National Arts Centre Architectural Rejuvenation
National Arts Centre
Diamond Schmitt Architects
TIMBER ROOF FABRICATOR
Images: © Doublespace Photography
Canada’s most prestigious performing arts institution was transformed via a 6,000m² glass-clad extension. A coffered hybrid wood-steel roof draws inspiration from the ubiquitous triangular geometry of the existing building. The roof structure uses several hundred triangular glue-laminated wood coffers, all of the same unique shape but rotated differently and exposed to create a flowing artistic effect. The extremely tight construction schedule drove a fully pre-assembled and panellised structure, able to be erected with temporary waterproofing and integrated services pre-installed off-site, while maintaining unaffected theatre operations in the existing venue.

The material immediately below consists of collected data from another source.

PR #240, opened 2017-09-13
Recompile wapiti on macOS sierra to fix build issues

### LINKED ISSUE #142: Invalid Format Error in OSX
Problem running grobid on osx (actually macOS).

I used the installation process described in the doc :

```
wget https://github.com/kermitt2/grobid/archive/grobid-parent-0.4.1.zip
unzip grobid-grobid-parent-0.4.1.zip
mvn clean install
```

And then the tests don't pass, because _"invalid format error"_ when loading the wapiti models. If skip the test I get the same error when I try grobid on a PDF.

iorala:
I recompiled wapiti from https://github.com/kermitt2/Wapiti on macOS sierra. 
This fixes #142 for me. I don't need to set export LC_ALL="C" anymore.

It would be great if you could test it on your installations. 

I can't test if the library will work on older versions of macOS as I only work with sierra.


lfoppiano:
Hey @iorala, thanks for this PR and sorry it took so long to react to it. I'm going to find some time in the next weeks to test it and merge it. 

Regards
Luca

PR #246, opened 2017-10-06
Improved gradle setup. Removed unnecessary artifact creation in root …

Hillkorn:
…project and fixed jacoco report. Updated gradle wrapper to latest 4.2.1.


detonator413:
I merged the best parts (excluded local maven libs since it's too verbose, more places + didn't work for me for some reason)

Also lucene was shaded only in the onejar, but for dependent project we needed it to be shaded in the main jar. I added it too

PR #306, opened 2018-04-19
[wip] build docker from local source

de-code:
@lfoppiano this is a potential revision that we can discuss next week (I thought it's good to have something to look at).

Advantages:

* can be built from local source and no direct link to github repo
* docker can use cache (although in the current version it is not yet very effective unless we can cache the gradle dependencies, e.g. by mounting the _.gradle_ volume)
* as far as I know, that is how docker is usually used (otherwise the Dockerfile could be outside the repo)
* changes to the project structure / build requirements can be reflected in the Dockerfile together with the code
* you could easily integrate it into the CI build workflow to push docker images for commits

Changes to release:

* rather than building the release image locally, it might be better do that on a CI machine
* otherwise you could instead have a very simple script that checks out a particular version and then builds the docker image (instead of doing the git checkout as part of the docker build)


lfoppiano:
Thanks @de-code. 👍

PR #326, opened 2018-07-05
Update Saxon 9 to a more recent version to remove dependency on saxon9-dom.jar

philgooch:
This removes the downstream dependency on saxon9-dom.jar - see:

https://stackoverflow.com/a/15441957/9098739


kermitt2:
Thanks again !

PR #327, opened 2018-07-05
Assign sanitizedEmails to authorEmailAssigner

philgooch:
Current code sanitizes the emails but then assigns the unsanitized version to authorEmailAssigner. This change ensures that `sanitizedEmails` are correctly assigned.


kermitt2:
thanks a lot @philgooch !

PR #367, opened 2019-01-04
[wip] automatically resume model training if model file exists

### LINKED ISSUE #357: Resume model training
(discussed on Mattermost)

This is similar to #178, but rather than encouraging to incrementally learn with only new documents, this is to encourage, or at least enable to resuming the model training with some of the following use cases:

* interrupt model training and resume training later
* resume training with lower error threshold
* resume training with additional documents

Personally I would make it a default as, if this is correct, it would start with a high error if the documents do not match the model well (e.g. many new documents or corpus changed completely). It will load the weights as a head start and then converge towards the optimal model (provided it has all of the documents).

Proposed to:
- resume model training if there is an existing model, start from scratch otherwise
- if resuming training is not desired, the existing model could simply be removed
- alternatively add a flag like `--resume` or `--preload-model <model>`

de-code:
Resolves #357 

This is maybe a bit hacky way.

With that change, it will resume the training of the existing model (still with the whole dataset), if an existing model exists. Otherwise it will start from scratch. There isn't a switch to enable the feature. But one could simply remove the old model to force it to train from scratch.

Some reasons why the current implementation is a bit hacky:

- It copies the old model to the temporary model; Ideally it would just resume from the old model and save to the temp model (but that would probably require changing the signature of the `train` method)
- No tests have been added

/cc @kermitt2


de-code:
Closing this PR. Let me know if you are interested in it.

PR #1431, opened 2020-05-28
Fix description of amulets of reflection

nlavsky:
After 324b7566, amulets of reflection lost their plusses, and as
a result no longer have a part of their description that mentions
the shielding bonus.


PleasingFungus:
Great fix, thanks!

PR #1434, opened 2020-05-29
Fix up some typos in the docs folder.

aaronegolden:
Why yes I **am** fun at parties.


semitonal:
Good catches, thanks!

PR #1435, opened 2020-05-29
Fix segfault for Summon Mushrooms spell

elliotd123:
https://crawl.develz.org/mantis/view.php?id=11889

In wizmode, attempting to cast summon mushrooms (A monster-only spell) causes a segfault.
This is because it's targeted on a foe, which is a nullptr for wizmode monster casts.


elliotd123:
Also maybe it needs to output some failed message of some kind?

aidanholm:
Thanks for the fix! Merged manually at b94faee717

PR #1436, opened 2020-05-30
Allow player know the full name of dead orc during Resurrect

Gittourarmy:
Now, the players don't know the role of the dead orc if the one is  blessed, when they use Resurrection ability onto the corpse of dead orc.
For example, if you tried to resurrect Borug the orc warlord, then you will see only Borug.
The point of this commit is, if there is another orc corpse that you don't know the role(possibly, just orc) and has its own name, then player can make mistakes.

This fix may help Beogh players to use their ability in intened way.


aidanholm:
Thanks for the fix! Merged manually at 0.26-a0-120-g33945c5

PR #1437, opened 2020-05-30
Reword hailstorm description to be less hand-wavy

anderspapitto:


PleasingFungus:
Clean change. Thanks!

PR #1439, opened 2020-05-31
Let vampires quaff from the 'i' menu again (blerg)

ufshaikh:
It looks like vampires accidentally lost this when they were reworked to
be foodless.


PleasingFungus:
Pushed with a bunch of other fixes as a486cdfe0b6ce2322cc10292abe60b7c83717423, thanks!

PR #1443, opened 2020-06-03
Rename Spiny Frogs to Cane Toads

ByrelMitchell:
There's a handful of reasons why these amphibians make more sense as cane toads than 'spiny frogs'.

1.) Spiny is an actual mechanic in the game, and spiny frogs don't have it.

2.) Spiny frogs have way more AC and less EV than other frog-genus monsters, which is one major difference between toads and frogs.

3.) The spiny frog tile is the typical color for toad camouflage rather than frog, and has what appears to be warts on its side.

4.) This is an Australian game, and it makes sense for their 'bullfrog' equivalent to be the ultimate mundane frog-genus monster.

These are in order of descending importance; 1 has the potential to mislead players, and 2 is more accessibly indicating AC/EV. 3 and 4 are more aesthetic and so not very important (or objective.)


rawlins:
Seems like good arguments against "spiny frog" at least. Though re 4, TIL while following up on this that cane toads are invasive to Australia (introduced in 1935).

alexjurkiewicz:
It's alright, we claim them as Australian by now.

PleasingFungus:
Great suggestion. Merged with small technical tweaks as f02c06f1080ff5, thanks!

PR #1444, opened 2020-06-03
Update `restart_after_save` default in the options guide

nlavsky:
The default value was changed to `true` in 750a858e.


PleasingFungus:
Good catch, thanks!

PR #1445, opened 2020-06-04
Fix foxfire attacking out of LoS

ByrelMitchell:
Currently a foxfire will attack a monster it's aggroed to that is just outside LoS (while the foxfire is in LoS.) Since a foxfire attacks 5 times per turn for 1 damage, this is actually somewhat usefully abusable in the early game vs 0 AC monsters (you can get 3-4 extra damage out of a foxfire by manipulating this.)

This change makes it follow the rules of normal summons and refuse to attack monsters out of player LoS.


PleasingFungus:
Nice fix, thanks!

PR #1446, opened 2020-06-04
Make the Crypt monster list tougher

alexjurkiewicz:
Remove shadows and wights entirely, they are complete popcorn by this
point.

Push the placement weights earlier for flying skulls, necromancers and
wraiths. These are all very on-brand but still quite easy.


PleasingFungus:
Players weren't dying enough anyway, imo.

Issue #1363, opened 2020-04-18
fatal error: SDL_image.h


lembark:
Compiling crawl on linux (gentoo) using "gcc (Gentoo 9.2.0-r2 p3) 9.2.0".

This happens using HEAD:

commit 5b70d41e488af14cffbb0d0b6c7121715eae9c6a (HEAD -> master, origin/master, origin/HEAD)
Author: Goratrix <goratrix@chello.sk>
Date:   Fri Apr 17 17:12:18 2020 +0200

or also with tag:

HEAD is now at 33895e9a04 Changelog for 0.9.2

git clone https://github.com/crawl/crawl.git;
git submodules update --init;
make -wk TILES=y;
<drink a beer... it errors out.>
make -wk TILES=y;  # re-run make to get more specific error
https://pastebin.com/1RzgnuPs

windowmanager-sdl.cc:23:11: fatal error: SDL_image.h: No such file or directory

Q: Is SDL_image.h part of a sub-module or provided by the O/S?
I cannot find it in any gentoo package.

lembark:
Checking libsdl & libsdl2:
  $ equery files  media-libs/libsdl | grep 'SDL_image.h';
  $ equery files  media-libs/libsdl2 | grep 'SDL_image.h';
i.e., nada.

alexjurkiewicz:
If I understand Gentoo correctly it's part of this package:
https://packages.gentoo.org/packages/media-libs/sdl2-image

(I found it by googling "Gentoo SDL image".)

alexjurkiewicz:
Also, if you haven't seen it already you may want to read the install instructions. There are other packages you need to install:
https://github.com/crawl/crawl/blob/master/crawl-ref/INSTALL.md#other-linux--unix
Although it's easier to use the packaged submodules, if you're compiling for personal use.

lembark:
I went through the instructions, they didn't include Gentoo, however. 
The missing library was:

*  media-libs/sdl-image
      Latest version available: 1.2.12-r2
      Latest version installed: 1.2.12-r2
      Size of files: 2,179 KiB
      Homepage:      http://www.libsdl.org/projects/SDL_image/
      Description:   image file loading library
      License:       ZLIB


Might want to add "sdl-image" to the "Prerequisites" along with ncurses.

alexjurkiewicz:
Both SDL2 and ncurses are mentioned as required in the section of guide I
linked. I rewrote it recently so happy to take feedback on how to improve
it!

[...]

PR #1447, opened 2020-06-08
Added SDL_image to dependency requirements in INSTALL.md

elliotd123:
Most distros package SDL2 separately from its child libraries (SDL2_image, SDL2_ttf, etc).
Adding this to the dependencies for other OS distributions to reduce confusion.
Should clear up #1363


aidanholm:
Thanks, and sorry for the delay in merging!

PR #1448, opened 2020-06-08
Change = to == in checking crawl_state.type

shummie:
Every game is displaying the seed, whether or not it's a custom game since the statement evaluates as true.


rawlins:
Thanks for catching this so quickly, could have been fairly epic...just affects a few cko games I think.

PR #1488, opened 2020-07-15
Fix fleeing Harold speech

Goratrix:
Bug reported by Mintice in Discord, the speech shows yells with
at signs around it. I suppose the intention here was to have the
verb randomized as per the _yells_ list.


ebering:
Thanks for the patch!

The creation of this new transparent and unifying extension has radically transformed a Brutalist era concrete campus and brought it into the 21st century. The design of the building was steered by the need to complete construction and fit out in just nine months, both built for, and opening on, the 150th birthday of Canada.
On entering the building, the eye is drawn up to the prefabricated coffered roof that soars over the new spaces, a unifying constant across the project that nestles neatly into the surrounding concrete forms and pays homage to the original design. The triangular roof coffers use tapered glulam members to form a gently undulating roof soffit, bringing to life the ubiquitous triangular grid that covers the site.
Careful attention to detailing enabled the pre-assembly of these coffers into longer modules off-site, along with the installation of sprinklers, lighting, acoustic treatment and theatre attachment points. This ensured a quick and quiet building process that allowed the existing buildings to remain open for business throughout.